Work Text:
That year, the seventh month dies on a Wednesday and they leave town.
It has them both feeling like kids again, like sneaking out— stuffing his rucksack with shorts and sun cream after work in the dead of night, rolling the top to force it closed around a broken drawstring. By the time he’s shouldering the bag she checks her watch and it’s gone midnight. Twelve minutes into the thirty-first.
She doesn’t acknowledge it, but now he’s looking at her with his brow furrowed and a question forming on his mouth. She kisses it away, sweet and nutty from leftover Thai. Takes his hand from her hip, locks the flat behind them. She’s thinking they just might Apparate somewhere way out west this time— Charlie says California’s beautiful— they could nudge right up to where yesterday’s only half gone, buy him another day before he’s older than his parents ever got to be.
But they won’t.
He leads the way down the steps and around the corner.

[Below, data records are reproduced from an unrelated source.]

PR #861, opened 2025-04-20
use custom log_file name as per the user setting

### LINKED ISSUE #380: Consider providing user control of log file base names
#### Feature description
I have reported an issue in the `ros2cli` repo recently (https://github.com/ros2/ros2cli/issues/856) which hopefully will gain traction.

The general idea in the above issue -- and please read that for more details -- is that the default log file names right now are prepended with the executable name (in the C++ case) or the Python executable name (e.g., `python3`) in the Python case.

The investigation is leading to maybe providing a user-configurable parameter for `ros2 run` that allows the user to provide their own base name for log files.

Per @fujitatomoya's suggestion, I wanted to open this up here as well to ensure that the `launch_ros` tools track the above issue and have a way to expose this through `ros2 launch`, and the launch APIs, as well.

izzaaaatanishq:
closes https://github.com/ros2/launch_ros/issues/380

### DIFF
--- a/launch/launch/launch_service.py
+++ b/launch/launch/launch_service.py
@@ -56,7 +56,8 @@ class LaunchService:
         *,
         argv: Optional[Iterable[Text]] = None,
         noninteractive: bool = False,
-        debug: bool = False
+        debug: bool = False,
+        log_file_name: str = 'launch.log'
     ) -> None:
         """
         Create a LaunchService.
@@ -68,11 +69,17 @@ class LaunchService:
         """
         # Setup logging and debugging.
         launch.logging.launch_config.level = logging.DEBUG if debug else logging.INFO
+        self._log_file_name = log_file_name
+        # Ensure the log file name ends with `.log`
+        if not self._log_file_name.endswith('.log'):
+            self._log_file_name += '.log'
+        launch.logging.launch_config.log_file_name = self._log_file_name
+        # Setup logging
+        self._logger_name = self._log_file_name.removesuffix('.log')
+        self.__logger = launch.logging.get_logger(self._logger_name)
+
         self.__debug = debug
         self.__argv = argv if argv is not None else []
-
-        # Setup logging
-        self.__logger = launch.logging.get_logger('launch')
 
         # Setup context and register a built-in event handler for bootstrapping.
         self.__context = LaunchContext(argv=self.__argv, noninteractive=noninteractive)
--- a/launch/launch/logging/__init__.py
+++ b/launch/launch/logging/__init__.py
@@ -483,6 +483,8 @@ def get_output_loggers(process_name: str, output_config: Union[str, Dict[str, An
     :param process_name: the process-like action whose outputs want to be logged.
     :param output_config: configuration for the output loggers,
         see above for details.
+    :param main_log_file_name: the name of the main log file to be used.
+        Defaults to 'launch.log'.
     :returns: a tuple with the stdout and stderr output loggers.
     """
     output_config = _normalize_output_configuration(output_config)
--- a/launch/launch/logging/__init__.py
+++ b/launch/launch/logging/__init__.py
@@ -19,20 +19,11 @@ import datetime
 import locale
 import logging
 import logging.handlers
-
 import os
 import socket
 import sys
-
-from typing import Any
-from typing import Dict
-from typing import List
-from typing import Literal
-from typing import Optional
-from typing import Protocol
-from typing import Set
-from typing import Tuple
-from typing import Union
+from typing import (Any, Dict, List, Literal, Optional, Protocol, Set, Tuple,
+                    Union)
 
 from typing_extensions import TypeAlias
 
@@ -125,6 +116,7 @@ class LaunchConfig:
 
     def reset(self) -> None:
         self._log_dir = None
+        self._log_file_name = 'launch.log'
         self.file_handlers: Dict[str, logging.Handler] = {}
         self.screen_handler = None
         self.screen_formatter: Optional[logging.Formatter] = None
@@ -146,6 +138,20 @@ class LaunchConfig:
         :param new_level: the default log level used for all loggers.
         """
         logging.root.setLevel(new_level)
+
+    @property
+    def log_file_name(self) -> str:
+        """Get the current log file name."""
+        return self._log_file_name
+
+    @log_file_name.setter
+    def log_file_name(self, log_file_name: str):
+        """
+        Set the name of the log file.
+
+        :param log_file_name: the name of the log file where logger output should be written.
+        """
+        self._log_file_name = log_file_name
 
     @property
     def log_dir(self):
@@ -366,7 +372,7 @@ def get_logger(name: Optional[str] = None) -> logging.Logger:
     screen_handler = launch_config.get_screen_handler()
     if screen_handler not in logger.handlers:
         logger.addHandler(screen_handler)
-    launch_log_file_handler = launch_config.get_log_file_handler()
+    launch_log_file_handler = launch_config.get_log_file_handler(launch_config.log_file_name)
     if launch_log_file_handler not in logger.handlers:
         logger.addHandler(launch_log_file_handler)
     return logger
@@ -435,8 +441,8 @@ def _normalize_output_configuration(config: Union[str, Dict[str, Any]]) -> Dict[
     return normalized_config
 
 
-def get_output_loggers(process_name: str, output_config: Union[str, Dict[str, Any]]
-                       ) -> Tuple[logging.Logger, logging.Logger]:
+def get_output_loggers(process_name: str, output_config: Union[str, Dict[str, Any]],
+                       main_log_file_name='launch.log') -> Tuple[logging.Logger, logging.Logger]:
     """
     Get the stdout and stderr output loggers for the given process name.
 
@@ -496,7 +502,7 @@ def get_output_loggers(process_name: str, output_config: Union[str, Dict[str, An
         # If a 'log' output is configured for this source or for
         # 'both' sources, this logger should output to launch main log file.
         if 'log' in (output_config['both'] | output_config[source]):
-            launch_log_file_handler = launch_config.get_log_file_handler()
+            launch_log_file_handler = launch_config.get_log_file_handler(main_log_file_name)
             # Add launch main log file handler if necessary.
             if launch_log_file_handler not in logger.handlers:
                 launch_log_file_handler.setFormatterFor(
--- a/launch/test/launch/test_launch_service.py
+++ b/launch/test/launch/test_launch_service.py
@@ -26,7 +26,18 @@ import osrf_pycommon
 
 def test_launch_service_constructors():
     """Test the constructors for LaunchService class."""
-    LaunchService()
+    # When no name is provided for log file
+    ls = LaunchService()
+    assert ls._log_file_name == 'launch.log'
+    assert ls._logger_name == 'launch'
+    # WHen log file name is provided without .log
+    ls = LaunchService(log_file_name='custom_logger')
+    assert ls._log_file_name == 'custom_logger.log'
+    assert ls._logger_name == 'custom_logger'
+    # When log file name is provided with .log
+    ls = LaunchService(log_file_name='custom_logger.log')
+    assert ls._log_file_name == 'custom_logger.log'
+    assert ls._logger_name == 'custom_logger'
     LaunchService(debug=True)
     LaunchService(debug=False)
 
--- a/launch/test/launch/test_logging.py
+++ b/launch/test/launch/test_logging.py
@@ -67,7 +67,7 @@ def test_output_loggers_bad_configuration(log_dir):
         launch.logging.get_output_loggers('some-proc', {'stdout': {'garbage'}})
 
 
-@pytest.mark.parametrize('config,checks', [
+configs = [
     ('screen', {'stdout': {'screen'}, 'stderr': {'screen'}}),
     ('log', {'stdout': {'log'}, 'stderr': {'log', 'screen'}}),
     ('both', {'both': {'log', 'screen'}}),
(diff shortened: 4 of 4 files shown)


launch/launch/launch_service.py
```diff
@@ -67,6 +68,9 @@ def __init__(
         """
         # Setup logging and debugging.
         launch.logging.launch_config.level = logging.DEBUG if debug else logging.INFO
+        # Set the log file name.
+        if log_file_name is not None:
+            launch.logging.launch_config.file_name = log_file_name
```
fujitatomoya: how about applying this to logger name line 78 as well?

```suggestion
            # Ensure the log file name ends with `.log`
            if not log_file_name.endswith('.log'):
                log_file_name += '.log'
            launch.logging.launch_config.file_name = log_file_name
```

fujitatomoya (commented):
test would be ideal to make sure the specified log file name is generated with `ros2 launch --log-file-name` command.

launch/launch/launch_service.py
izzaaaatanishq: suggestion applied

izzaaaatanishq:
> test would be ideal to make sure the specified log file name is generated with `ros2 launch --log-file-name` command.

@fujitatomoya 
I am not clear what you mean here.

launch/launch/logging/__init__.py
```diff
@@ -307,6 +319,7 @@ def get_log_file_path(self, file_name='launch.log'):
         :param: file_name of the log file from which to get the absolute path.
         :return: the absolute path to the log file.
         """
+        file_name = self.file_name
```
christophebedard: I don't think this is right. This method should use the `file_name` arg if provided, otherwise it should use `self._file_name`.

Tanishq30052002: updated

Tanishq30052002:
> > test would be ideal to make sure the specified log file name is generated with `ros2 launch --log-file-name` command.
> 
> @fujitatomoya 
I am not clear what you mean here.

launch/launch/logging/__init__.py
izzaaaatanishq: @christophebedard I have updated the functionality of the function

christophebedard: I think you need to do to `get_log_file_path()` what you did to `get_log_file_handler()` so that it uses the provided `file_name` arg if there is one.

christophebedard:
Also, please take a look at the test results here: https://build.ros2.org/job/Rpr__launch__ubuntu_noble_amd64/164/testReport/. There are some flake8 linter issues and some test failures that seem to be related to your change. You can run the tests locally

launch/launch/logging/__init__.py
izzaaaatanishq: I don't think so, since in `get_log_file_handler` we are even checking if the file name is present in the file handlers. Also, why disturb the functionality of the `get_log_file_path`? Its purpose should just be to complete the path with the log file name and return.

izzaaaatanishq:
@christophebedard i have reolved all the issues and resolved the failing test. 

@fujitatomoya can you please review it once again?

launch/launch/logging/__init__.py
izzaaaatanishq: @christophebedard can we resolve this conversation now?

launch/launch/logging/__init__.py
```diff
@@ -309,7 +321,7 @@ def get_log_file_path(self, file_name='launch.log'):
         """
         return os.path.join(self.log_dir, file_name)
 
-    def get_log_file_handler(self, file_name='launch.log'):
+    def get_log_file_handler(self, file_name=None):
```
fujitatomoya: for me, this method API is confusing now. (and `get_log_file_path` method above.)
with this PR, file name now belongs to `LaunchConfig` class with setter and getter.
so i think that user application is expected to set the file name either constructor or setter, why it provides the file_name argument here? probably this is just a backward compatibility or temporary override the file name when this method is called? maybe at least we can update the docstring?

fujitatomoya (commented):
@Tanishq30052002 thanks for working on this, had a couple of minor comments.

fujitatomoya:
> > test would be ideal to make sure the specified log file name is generated with `ros2 launch --log-file-name` command.
> 
> @fujitatomoya I am not clear what you mean here.

i am just suggesting unit tests for CI/CD to make sure nothing is broken during development.
since this PR changes `LaunchService` and `LaunchConfig`, i think we can add test to ensure file_name is properly handled in those classes. and as user interface, that would be nice to add test to https://github.com/ros2/launch_ros/tree/rolling/ros2launch/test. but i do not see any actually test cases exist for using `ros2launch`, so this one is probably nice to have.

launch/launch/logging/__init__.py
Tanishq30052002: Because there are currently many calls to this function, with different file names, we can consider "own log" cases.
So I will check if nothing is provided then use the log file name provided by the user, else take the arg provided by function call.

izzaaaatanishq: @fujitatomoya i have updated the functionality of these function, and done changes in the effecting tests

izzaaaatanishq:
> am just suggesting unit tests for CI/CD to make sure nothing is broken during development.
> since this PR changes `LaunchService` and `LaunchConfig`, i think we can add test to ensure file_name is properly handled in those classes. and as user interface, that would be nice to add test to

ok, sounds good. I will create test for the same.
currently functionality is working and it is working as expected with failing any current tests

izzaaaatanishq:
> > am just suggesting unit tests for CI/CD to make sure nothing is broken during development.
> > since this PR changes `LaunchService` and `LaunchConfig`, i think we can add test to ensure file_name is properly handled in those classes. and as user interface, that would be nice to add test to
> 
> ok, sounds good. I will create test for the same. currently functionality is working and it is working as expected with failing any current tests

@fujitatomoya i have written tests for launch service and launch config. you may review it once and let me know if something more can be added.

launch/launch/launch_service.py
```diff
@@ -55,7 +55,8 @@ def __init__(
         *,
         argv: Optional[Iterable[Text]] = None,
         noninteractive: bool = False,
-        debug: bool = False
+        debug: bool = False,
+        log_file_name: Optional[Text] = None
```
fujitatomoya: This can be `launch` in default? the following checks and setting looks like exactly default assignment?

launch/launch/logging/__init__.py
```diff
@@ -130,6 +131,22 @@ def level(self, new_level):
         """
         logging.root.setLevel(new_level)
 
+    @property
+    def log_file_name(self) -> str:
+        """Get the current log file name."""
+        if self._log_file_name is None:
+            self._log_file_name = 'launch.log'
+        return self._log_file_name
```
fujitatomoya: i think this should return the `self._log_file_name` as it is without storing the internal default value. this generates the bug something like,

```python
if logging_config.log_file_name is None:
    logging_config.log_file_name('my_launch.log')
```

this is never be set.

launch/launch/logging/__init__.py
```diff
@@ -300,33 +317,30 @@ def set_log_format(self, log_format, *, log_style=None):
         else:
             self.file_formatter = None
 
-    def get_log_file_path(self, file_name='launch.log'):
+    def get_log_file_path(self):
```
fujitatomoya: https://github.com/ros2/launch/pull/861#discussion_r2060690548 was originally question. for backward compatibility, i think we do not have to break the API because of this. so maybe rewind this change as it was before?

fujitatomoya (commented):
@Tanishq30052002 we are getting closer, and thanks for being patient and iterating with me. I have only a couple of minor things, could you please have a look? (thanks for adding test though.)

launch/launch/launch_service.py
izzaaaatanishq: can you please elaborate a bit? I am not clear.

launch/launch/logging/__init__.py
izzaaaatanishq: But since now file name is a class variable so why do we need to pass it in the function.
I am not clear

launch/launch/logging/__init__.py
izzaaaatanishq: but we know that log file name will return the file name, and willl set some default value if no name is already set.

launch/launch/launch_service.py
izzaaaatanishq: @fujitatomoya would be glad if you could elaborate what you mean by last 3 comments.

fujitatomoya: this one, i am just saying that we can assign the default value for `log_file_name`. that is what it does the following process.

launch/launch/logging/__init__.py
fujitatomoya: in that case, default name should be set in the 1st place? because it is default. and then this getter property simply returns the value in `_log_file_name`. otherwise, above example does not work.

launch/launch/logging/__init__.py
fujitatomoya: to keep the backward compatibility. i do not think there are many applications rely on these functions, but there can be. and if we change this API like this, it will break their userspace. i mean we can do (actually we do) that if necessary such as new features, security issue we must fix. but this is to add the log file name option to `ros2 launch`, so i think maybe we just want to keep the backward compatibility, so that we do not necessarily break the user space.

launch/launch/launch_service.py
izzaaaatanishq: i have resolved this issue

launch/launch/logging/__init__.py
izzaaaatanishq: but if someone wants to change the name he is allowed to do so. also what will be the benefit of knowing file name is none?

launch/launch/logging/__init__.py
izzaaaatanishq: i think we shouldnt go with this idea, otherwise we might need to check if file name is provided use it else check for class variable. 

also since this is a module which is not user accessible. this is something specific to development of ros2 so we should not bother.

launch/launch/logging/__init__.py
fujitatomoya: I really do not understand why you want to go this way, can you explain the reason against the following points?

- `_log_file_name` is initialized lazily, i.e., only when the property is accessed for the first time.
- why getter property sets the internal value in the very 1st place? user does not expect this behavior.
- If any code tries to directly access `_log_file_name` before the `log_file_name` property is accessed, it would find `None` instead of the intended default ('launch.log').
- initialization of `_log_file_name` relies on this getter property, and if `_log_file_name` is not set correctly upfront, it might lead to unexpected behavior.

launch/launch/logging/__init__.py
fujitatomoya: > i think we shouldnt go with this idea, otherwise we might need to check if file name is provided use it else check for class variable.

i disagree. that i think it is not worth to break the user space for this. i really think we should keep the backward compatibility with this fix, and that is not even hard to do so. we can take the file_name argument and set it to `_log_file_name`, probably docstring could be added to explain that.

> also since this is a module which is not user accessible. this is something specific to development of ros2 so we should not bother.

that is incorrect.
this is accessible by user application, you already changes the test code because of this. test code is the user application, and there could be thousands application rely on this API. i say we should not bother the user application because of this change.

fujitatomoya (changes requested):
@Tanishq30052002 i am not convinced to take this current change. please review my comments and let's not break the user space.

izzaaaatanishq:
> @Tanishq30052002 i am not convinced to take this current change. please review my comments and let's not break the user space.

I got your point, I will try to resolve these issues

launch/launch/logging/__init__.py
izzaaaatanishq: so for this i will set the _log_file_name to 'launch.log' directly during initialization.
I hope it will serve the purpose

launch/launch/logging/__init__.py
izzaaaatanishq: @fujitatomoya i have modified as per backward compatibility. Have a look once.
But it might have one limitation. 
If we change log_file_name for default case we need to modify at 2 places now.

launch/launch/logging/__init__.py
```diff
@@ -300,33 +315,32 @@ def set_log_format(self, log_format, *, log_style=None):
         else:
             self.file_formatter = None
 
-    def get_log_file_path(self, file_name='launch.log'):
+    def get_log_file_path(self, log_file_name='launch.log'):
```
fujitatomoya: this still breaks the user application, we should keep `file_name` here.

```suggestion
    def get_log_file_path(self, file_name='launch.log'):
```

launch/launch/logging/__init__.py
```diff
@@ -300,33 +315,32 @@ def set_log_format(self, log_format, *, log_style=None):
...
 
-        :param: file_name of the log file from which to get the absolute path.
+        :param log_file_name: name of the file for which we want full path
         :return: the absolute path to the log file.
         """
-        return os.path.join(self.log_dir, file_name)
+        return os.path.join(self.log_dir, log_file_name)
 
-    def get_log_file_handler(self, file_name='launch.log'):
+    def get_log_file_handler(self):
```
fujitatomoya: same here. also corresponding code including test needs to roll back as original.

fujitatomoya (changes requested):

izzaaaatanishq:
@fujitatomoya i have reverted back changes and also squash multiple commits to keep the history clean.
Also there are some changes in test of logging which are neccessory for testing cutom file name logging.

launch/launch/logging/__init__.py
```diff
@@ -347,7 +362,7 @@ def get_logger(name=None) -> logging.Logger:
     screen_handler = launch_config.get_screen_handler()
     if screen_handler not in logger.handlers:
         logger.addHandler(screen_handler)
-    launch_log_file_handler = launch_config.get_log_file_handler()
+    launch_log_file_handler = launch_config.get_log_file_handler(launch_config.log_file_name)
```
fujitatomoya, line 375: i do not think this change is required.

instead, i think we need to set `self._log_file_name` on `get_log_file_handler` call to keep compatible behavior with docstring update?

izzaaaatanishq:
@fujitatomoya any changes to which needs to be done yet?

fujitatomoya:
@Tanishq30052002 thanks for the ping, i will take a look in this week.

launch/launch/logging/__init__.py
izzaaaatanishq: I dont think we should change this, bcuz if we do so then file name get updated to the log file name as per class member even though user provide the arg for file name.

izzaaaatanishq: @fujitatomoya ?

izzaaaatanishq: @fujitatomoya can we finalize changes? Pending from a long time.
If nothing is required from the logic side then i will resolve the merge conflict

fujitatomoya: @Tanishq30052002 sorry i missed that, i will take a look today or tomorrow for sure.

fujitatomoya:
@Mergifyio rebase

fujitatomoya:
@Tanishq30052002 can you rebase this? there is a conflict, mergifyio cannot do that.

izzaaaatanishq:
I will do it in the morning, currently equipped with other tasks.

launch/launch/logging/__init__.py
fujitatomoya: i think i was mixed up on this, it seems to be correct change.

izzaaaatanishq:
> I will do it in the morning, currently equipped with other tasks.

@fujitatomoya rebased

fujitatomoya (approved):

fujitatomoya:
Pulls: ros2/launch#861, ros2/launch_ros#461
Gist: https://gist.githubusercontent.com/fujitatomoya/99be9019fa1e6cc34a51fba991d9df57/raw/489985c08e7696fc50178cb8b0248c3e758490b5/ros2.repos
BUILD args:  --packages-above-and-dependencies launch ros2launch
TEST args:  --packages-above launch ros2launch
ROS Distro: rolling
Job: ci_launcher
ci_launcher ran: https://ci.ros2.org/job/ci_launcher/16216
* Linux [Build Status](http://ci.ros2.org/job/ci_linux/23957/)
* Linux-aarch64 [Build Status](http://ci.ros2.org/job/ci_linux-aarch64/18014/)
* Linux-rhel [Build Status](http://ci.ros2.org/job/ci_linux-rhel/3358/)
* Windows [Build Status](http://ci.ros2.org/job/ci_windows/24605/)

izzaaaatanishq:
@fujitatomoya can you check this once.

ahcorde (approved):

There’s hardly a breeze, but the night is cool on the back of her neck as the street slumbers under orange lamplight. A block away, back doors of pubs are clanging open for closing staff, bin bags thrown in the skips, keys and change jangling en route to bus stops. The light over the mouth of their usual alleyway is burnt out, so they slip into the dark.
He’s looking at her now, tugging her close till she can smell the soap and linen from his shower, something a little richer in the crook of his neck like the cologne on his top shelf. He’s motionless, concentrating— it’s always like this for a second before Apparating so far. Last week for a laugh she offered to book a Portkey this time instead, something about him getting on in years. Earned herself a spatter of marinara flicked from a spoon.
“I can do it,” she offers now. She’s already picturing cobblestones and stucco and a blue door.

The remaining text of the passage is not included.